Stored data entries
PR #629, opened 2021-03-04
fix(no-undef):  Handle bindings of arrow expressions.

### LINKED ISSUE #596: no-undef gets triggered after destructure parameters on functions
I found a quite weird corner case here

If I were to create a function with the following structure

```ts
export const checkAdminAccess = async (
  { a }: { a: number },
  next: () => Promise<void>,
) => {}
```

Deno lint will warn me that next is not defined, however doing any changes to the function parameters (such as changing the first parameter for a non-destructurable one) will remove the warning

kdy1:
Closes #596.


bartlomieju (approved):
LGTM, thanks Kang

PR #632, opened 2021-03-08
refactor(no-setter-return): refine with ast-view and add sufficient tests

magurotuna:
Part of #330, #431

This PR does:

- rewrite with dprint_swc_ecma_ast_view
- refine the implementation to avoid false negatives
- add lots of tests (most come from ESLint)


magurotuna:
@lucacasonato do you have any idea about this error? https://github.com/denoland/deno_lint/pull/632/checks?check_run_id=2058739263#step:17:307

bartlomieju (approved):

**About this task:**
In the records above, find each line with the word "tests" and copy it out.

**Exercise output:**
refactor(no-setter-return): refine with ast-view and add sufficient tests
- add lots of tests (most come from ESLint)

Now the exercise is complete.